The repository contains code for generating short poems using generative language models with a GPT architecture.
A transformative language model based on the GPT architecture is used. This model takes into account both the grammar of the Russian language (similar to language models like rugpt) and its phonetics, including the rules of rhyming and the construction of poetic meter. Details are in the presentation.
Model binaries are available in the inkoziev/verslibre:latest docker image.
Download and run the image:
sudo docker pull inkoziev/verslibre:latest
sudo docker run -it inkoziev/verslibre:latest
After launch, the program will ask you to enter a token for the telegram bot.
After loading all the models, you can start the bot in its chat with the /start command. The bot will ask you to choose one of three random topics for your essay or enter your own topic. The topic can be any phrase with a noun in the lead role, for example “poem generator”.

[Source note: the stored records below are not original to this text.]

PR #805, opened 2020-04-21
Fix for 'regex' early termination of returned rows

ShanePerron:
Once the regex encountered the first instance of a non-match, it would return without processing the rest of the rows in the statement. This change allows it to process the remaining, only setting the sqlite3_result_int to zero then continuing. This worked fine for the example as it only had one item to process.


mattn:
Thank you.

Issue #499, opened 2017-11-29
prepared multiple statement queries


temoto:
Hello. Thanks for your work on go-sqlite3.

I'm having trouble with this prepared multi-statement query.

```go
	if self.pushStmt, err = self.db.PrepareContext(ctx,
		`update queue
			set modified = @modified, scheduled = @scheduled where id = @id;
		insert into queue (id, created, modified, scheduled, data)
			select @id, @created, @modified, @scheduled, @data
			where (select Changes() = 0);
		`); err != nil {
		log.Fatal("bender.Init db prepare push statement error:", err)
	}
// ...
	_, err := self.pushStmt.QueryContext(ctx,
		sql.Named("id", qi.Id),
                //...
)
```

> error: sql: statement expects 3 inputs; got 5

3 inputs is count of placeholders in first statement (update).

Without prepare, using `ExecContext` gives another error:

> column index out of range

Switching to numbered placeholder syntax `?1, ?2...` gives another error:

> not enough args to execute query: want 9 got 5

Switching to position dependent placeholder syntax `?` - works fine. But I don't want to create pain for future readers of that code.

Any help is much appreciated.

vith:
This just got me too. The `database/sql` docs give examples that use `@` as the prefix for named placeholders: https://golang.org/pkg/database/sql/#Named

But `go-sqlite3` uses `:` as the prefix: https://github.com/mattn/go-sqlite3/blob/25ecb14adfc7543176f7d85291ec7dba82c6f7e4/sqlite3_go18_test.go#L36

So arguably there are three problems:
1. Not implementing what the go stdlib sql interface docs describe
2. The difference seems to be undocumented
3. The error is misleading, since the problem has nothing to do with columns?

rittneje:
@vith I have filed #697 to resolve a few issues with how this library handles named parameters. Please note that the format of named parameters is defined by the actual driver (so SQLite itself in this case, not this library).

emersion:
It seems this has been fixed in #811. Maybe we can close this issue?

Issue #697, opened 2019-02-27
named parameters not handled correctly


rittneje:
As per [the documentation](https://www.sqlite.org/c3ref/bind_blob.html), SQLite allows three types of parameter names: `@foo`, `:foo`, and `$foo`. However, this library only considers the `:foo` form, which causes the following perfectly valid query to fail:
```go
db.Exec("INSERT INTO Foo VALUES (@fooid)", sql.Named("fooid", 5))
```

Furthermore, this library does not properly handle the user providing a parameter with an unrecognized name, as can be seen [here](https://github.com/mattn/go-sqlite3/blob/master/sqlite3.go#L1777). If the parameter name is unrecognized, `sqlite3_bind_parameter_index` returns 0. But this return value is blindly passed to the various `sqlite3_bind_X` routines. These routines are expecting an index of at least 1, so such a call is plainly invalid. Parameters with unrecognized names should be ignored.
```go
db.Exec("INSERT INTO Foo VALUES (:fooid)", sql.Named("fooid", 5). sql.Named("barid", 10))
```
This tries to bind 10 at index 0 (since `barid` isn't a valid parameter). Instead, the `barid` parameter should be ignored.

emersion:
It seems this has been fixed in #811. Maybe we can close this issue?

PR #806, opened 2020-04-22
Enable all prefixes for named parameters and allow for unused named parameters 

gber:
Particularly "@"-based named parameters should be supported since they are mentioned in the Go documentation. This fixes issues #499 and #697.


gber:
Superseded by PR #811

This bot is available in telegram as @verslibre_bot
Generation examples:
* * *
Любовь - источник вдохновения,
Души непризнанных людей.
И день весеннего цветения,
Омытый зеленью дождей…
* * *
Душа, гонимая страстями,
Тревожит, веет теплотой.
Любовь, хранимая стихами,
И примиренье, и покой.
In addition to the generative model itself, the poetic transcriptor, which marks the source poems for training models, is of great importance for proper operation. You can read more about the work of the transcriptor here.
A docker image inkoziev/haiku:latest is available to run the generator as a telegram bot.
Download the image and run:
sudo docker pull inkoziev/haiku:latest
sudo docker run -it inkoziev/haiku
The program will ask you to enter a telegram bot token. Then the models will load (about a minute) and you can communicate with the bot. Enter a seed - a noun or phrase. Generating several options on the CPU takes approximately 30 seconds. Then the bot will display the first option and offer to evaluate it, or display the next option.
This bot is available in telegram as @haiku_guru_bot.
Since this is a randomized generative model, its results cannot usually be replicated by simply introducing the same seed. Copy good results, supplement them with an illustrative model, such as ruDALLE, and get completely unique content:
More examples of haiku can be seen on my blog.
The tmp subdirectory contains files with part of the training data:
poetry_corpus.txt - corpus of filtered quatrains, symbol | as a line separator; used for additional training of the ruGPT model.
poem_generator_dataset.dat - dataset for training ruGPT, which produces the text of a poem by topic (key phrase).
captions_generator_rugpt.dat - dataset for training ruGPT, generating a verse title based on its content.
A description of the training corps preparation process can be found here.